We'll employ the `ArchetypalAnalysisVisualizer` to create sophisticated visualizations of our model's results.


In [None]:
# Initialize the visualizer with our optimal model
visualizer = ArchetypalAnalysisVisualizer()

# Generate simplex visualization (if data is low-dimensional or can be projected)
try:
    fig = visualizer.plot_simplex_2d(optimal_model, X)
    plt.title("2D Simplex Visualization")
    plt.show()
except Exception as e:
    print(f"Could not generate simplex visualization: {e}")
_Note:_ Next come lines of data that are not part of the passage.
PR #140, opened 2018-04-02
Notifications updated with new UX guide styles

Darrken:
- Updated with the styles shown [here](http://prototypes-wtw.net/containers/#alerts)
- Added notificationStyles to themes
- Fixed text color of default button in viaTheme


src/components/containers/notification/Notification.js
```diff
@@ -110,29 +104,15 @@ function renderExtraAlert(alert) {
...
-    display: block;
-    padding: 15px;
-
-    & > button {
-      display: block;
-      margin-bottom: 15px;
-      width: 100%;
-
-      &:active {
-        margin-bottom: 15px;
```
aabenoja: At a glance the calls to action don't seem to be stacking when switching to mobile in the chrome dev tools. It might be the `position: absolute` causing problems with the flex box.

Darrken: Good catch.

src/components/containers/notification/Notification.js
```diff
@@ -110,27 +104,24 @@ function renderExtraAlert(alert) {
...
   }
 
   @media (max-width: 767px) {
+  display: block;
+  padding: 0 15px;
+
+  & > button {
     display: block;
-    padding: 15px;
+    margin-bottom: 15px;
```
aabenoja: Are the indents here alright? It's throwing me off slightly.

Darrken: No, these aren't quite right. And the buttons look weird when clicked, so I need to fix those.

aabenoja:
@Darrken Just need a version bump

PR #121, opened 2018-03-26
Add "Fork Me On Github" ribbon

aabenoja:
Closes #108 

This could just piggy back off of the next release

PR #141, opened 2018-04-03
 Updates react-styleguidist and changes Checkbox focus.

sbartlett:


styleguide.config.js
```diff
@@ -10,7 +10,38 @@ module.exports = {
...
+
+        body {
+          font-family: "Helvetica Neue", Helvetica, Arial, sans-serif;
+        }
+      </style>
+      <style>#forkongithub a{background:#000;color:#fff;text-decoration:none;font-family:arial,sans-serif;text-align:center;font-weight:bold;padding:5px 40px;font-size:1rem;line-height:2rem;position:relative;transition:0.5s;}#forkongithub a:hover{background:#c11;color:#fff;}#forkongithub a::before,#forkongithub a::after{content:"";width:100%;display:block;position:absolute;top:1px;left:0;height:1px;background:#fff;}#forkongithub a::after{bottom:1px;top:auto;}@media screen and (min-width:800px){#forkongithub{position:fixed;display:block;top:0;right:0;width:200px;overflow:hidden;height:200px;z-index:9999;}#forkongithub a{width:200px;position:absolute;top:60px;right:-60px;transform:rotate(45deg);-webkit-transform:rotate(45deg);-ms-transform:rotate(45deg);-moz-transform:rotate(45deg);-o-transform:rotate(45deg);box-shadow:4px 4px 10px rgba(0,0,0,0.8);}}</style>
+      `
+    },
+    body: {
+      raw: '<span id="forkongithub"><a href="https://github.com/WTW-IM/es-components">Fork me on GitHub</a></span>'
```
aabenoja: I would just remove my updates from #121 and replace it with [these changes](https://github.com/WTW-IM/es-components/pull/134/commits/244d325233aa65badb4b81bae6f1ceaf9edaf124).

package.json
```diff
@@ -58,9 +58,9 @@
     "mockdate": "^2.0.1",
     "prettier": "^1.11.1",
     "prop-types": "^15.6.1",
-    "react": "^16.2.0",
+    "react": "^16.3.0",
     "react-dom": "^16.2.0",
-    "react-styleguidist": "^6.5.1",
+    "react-styleguidist": "^7.0.3",
```
aabenoja: Thank you for the updates. We should update `react-dom` and `react-test-renderer` as well, as they are released in tandem with one another.

styleguide.config.js
sbartlett: Done and done.

package.json
sbartlett: Will do.

src/components/containers/modal/Modal.js
```diff
@@ -130,7 +130,11 @@ class Modal extends React.Component {
           show={show}
           transition={animation ? Fade : undefined}
         >
-          <ModalDialog size={size} aria-labelledby={this.state.ariaId}>
+          <ModalDialog
+            size={size}
+            aria-labelledby={this.state.ariaId}
+            className="modal-dialog"
```
aabenoja: I like this. I only question if this is too rigid or if we need to add the flexibility of changing this to `className={this.props.className}`.

Thoughts? @sbartlett @jrios @Darrken

jrios: Eh, I don't know that it needs to be that flexible. If we were to do anything, we could add it this way:

```
const modalDialogClasses = `modal-dialog ${this.props.className}`
```

I'd say it's pretty unnecessary at this point, though.

PR #144, opened 2018-04-06
Warning fixes

Darrken:
- fixed a warning in notification caused by a missing key
- locked react-text-mask to 5.2.1 for now as the new version had a major change that our code isn't written around yet, which was also causing a warning


src/components/containers/notification/Notification.js
```diff
@@ -134,20 +134,18 @@ function renderCallsToAction(callsToAction, theme) {
...
-                key: index
+                styleType: buttonStyleType
               })}
             </ButtonWrapper>
           );
         }
 
         return (
-          <ButtonWrapper>
+          <ButtonWrapper key={index}>
```
aabenoja: I should have spotted these, my bad

PR #145, opened 2018-04-09
Clean Up Test Logging

aabenoja:
#144 could have been caught sooner if the test logging were better cleaned up

* shim requestAnimationFrame
* Hoist `defaultProps.theme` up from warning components into the wrapped component
  * May eventually get resolved with styled-components/styled-components#538, but the hoisting done in c235b1868f6f4ac16fb5494cd435550cc44eaa29 should get us by
  * Components affected by this commit no longer show a default value in the props, but I see this as minor as this should be provided by a parent `ThemeProvider` anyway


aabenoja:
Deprecated by #167

Issue #132, opened 2018-03-29
Pulling out the WTW and Via themes.


sbartlett:
In working with the components I have found it odd that the Via/WTW themes, live in this repo. 

Does it make more sense for es-components to define the shape and required properties of a theme and have a default but then allow downstream users to define their own theme.  It feels odd that a theme specific to any company lives in this repo.  It also causes problems when needing to do any updates and small tweaks (color changes, screen size change, etc.), requiring a change here, an update in version, and a publish.

aabenoja:
I really do like the idea that the themes are coming from an upstream source. Now that including this package in more and more of our projects having a single source of styling makes it easy to share those tweaks. That said, I do concede that the WTW and Via themes are probably coupled to this project unnecessarily.

What if we were to rip out WTW and Via themes into their own repo, their own package? For the sake of example lets call the package `es-themes`. This could be a peer dependency to `es-components`. I suppose this doesn't necessarily address the slight overhead of going through the release process, but this does decouple from changes to the component api itself.

Darrken:
I'm not totally opposed to pulling them out, but it does add an additional level of complexity we'll have to further document and explain to teams with varying levels of understanding.

I don't think pulling them out makes updates to the theme(s) any easier, especially when adding new variables.

If we did pull them out, I'd almost rather just make the viaTheme the default and get rid of the others, leaving further theme customization open to users.

jrios:
I think this might make sense. It's possible that there are other components that don't use any components from `es-components` but still require some of the properties of the theme (screen sizes, colors, etc.). 

I understand the desire to keep it easy for users to use. I agree that making the `viaTheme` the default makes sense. I don't know that anyone is using the current default theme or the `wtwTheme` so removing them *should* be fine. We can also make the `viaTheme` package a `peerDependency` so that it's very clear that it's required to be installed alongside this package.

We can also use [lerna](https://lernajs.io/) to keep the theme packages living in this repository and any publish can publish both packages so changes to the theme(s) aren't difficult to maintain across different repos.

jrios:
I'm happy to take this on if we all agree.

sbartlett:
I agree with the above. Especially making the ViaTheme the default.

Darrken:
Sounds like a plan. Lerna looks like a good approach too.

PR #146, opened 2018-04-13
Extract themes

jrios:
This pull request addresses #132. 

[Lerna](https://lernajs.io) is now the mechanism for publishing packages. Executing `npm run publish` instead of publishing packages individually will publish each package. It might make sense to have both versions published with the same number; right now, they are independent of each other.

The other two themes have been removed.

All snapshots were updated because of the change from `defaultTheme` to `viaTheme`.


aabenoja:
Tested with my [downstream-repo](https://github.com/aabenoja/es-components-downstream). I haven't noticed any compilation issues.

PR #2458, opened 2026-08-07
fix: bound agent name copies in party window module

AlexMacocian:
RemoveAllyActual and AddAllyActual copied GW::Agents::GetAgentEncName() into a wchar_t[8] with an unbounded wcscpy. Encoded agent names routinely exceed 8 wchars, so this smashed the stack; GetAgentEncName can also return nullptr, which wcscpy would have dereferenced.

Size the buffers to the AgentName packet field they are eventually written back through, copy with bounds, and null-check the source. SetAgentName is hardened the same way so an over-long caller string truncates instead of overflowing packet.name_enc.

Reachable with default settings (add_npcs_to_party_window is on) in any explorable area. Found while investigating unrelated crash dumps; not known to be the cause of any reported crash.

### DIFF
--- a/GWToolboxdll/Modules/PartyWindowModule.cpp
+++ b/GWToolboxdll/Modules/PartyWindowModule.cpp
@@ -100,6 +100,9 @@ namespace {
     GW::HookEntry Summon_AgentAdd_Entry;
     GW::HookEntry Summon_GameThreadCallback_Entry;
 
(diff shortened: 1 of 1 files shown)


3vcloud:
This is wrong, enc agent names for allies never exceed 8 characters

AlexMacocian:
Sorry, I'll pay more attention at what claude is doing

# Generate archetype profiles
fig = visualizer.plot_archetype_profiles(optimal_model, X)
plt.title("Archetype Profiles")
plt.show()

# Generate membership heatmap
fig = visualizer.plot_membership_heatmap(optimal_model, X)
plt.title("Membership Heatmap")
plt.show()

## 12. Comparing with Ground Truth

Finally, we'll compare the archetypes identified by our model with the known ground truth clusters.


In [None]:
# Compare dominant archetypes with true cluster labels
plt.figure(figsize=(12, 5))

plt.subplot(1, 2, 1)
plt.scatter(X[:, 0], X[:, 1], c=dominant_archetypes, cmap="viridis", s=80, alpha=0.8, edgecolors="k")
plt.title("Data Points Colored by Dominant Archetype")
plt.xlabel("Feature 1")
plt.ylabel("Feature 2")
plt.colorbar(label="Archetype ID")
plt.grid(True, alpha=0.3)

plt.subplot(1, 2, 2)
plt.scatter(X[:, 0], X[:, 1], c=y_true, cmap="plasma", s=80, alpha=0.8, edgecolors="k")
plt.title("Data Points Colored by True Cluster Label")
plt.xlabel("Feature 1")
plt.ylabel("Feature 2")
plt.colorbar(label="Cluster ID")
plt.grid(True, alpha=0.3)

plt.tight_layout()
plt.show()

# Calculate agreement between dominant archetypes and true clusters
from sklearn.metrics import adjusted_rand_score, normalized_mutual_info_score

ari = adjusted_rand_score(y_true, dominant_archetypes)
nmi = normalized_mutual_info_score(y_true, dominant_archetypes)

print(f"Adjusted Rand Index: {ari:.4f}")
print(f"Normalized Mutual Information: {nmi:.4f}")

## 13. Conclusion and Key Insights

This tutorial has demonstrated the sophisticated capabilities of the `ArchetypalAnalysisInterpreter` for evaluating and interpreting archetypal analysis models. Key aspects covered include:

1. Generation of synthetic data with clear cluster structure
2. Training of multiple archetypal analysis models with varying numbers of archetypes
3. Systematic evaluation of interpretability metrics across model configurations
4. Identification of optimal archetype numbers using both interpretability and elbow method
5. In-depth analysis of feature distinctiveness and sparsity
6. Assessment of cluster purity and archetype distribution
7. Advanced visualization of archetypal structures
8. Comparison with ground truth to validate model performance

Archetypal analysis offers a powerful approach for identifying extreme patterns in data, with the `ArchetypalAnalysisInterpreter` providing essential tools for model interpretation and evaluation.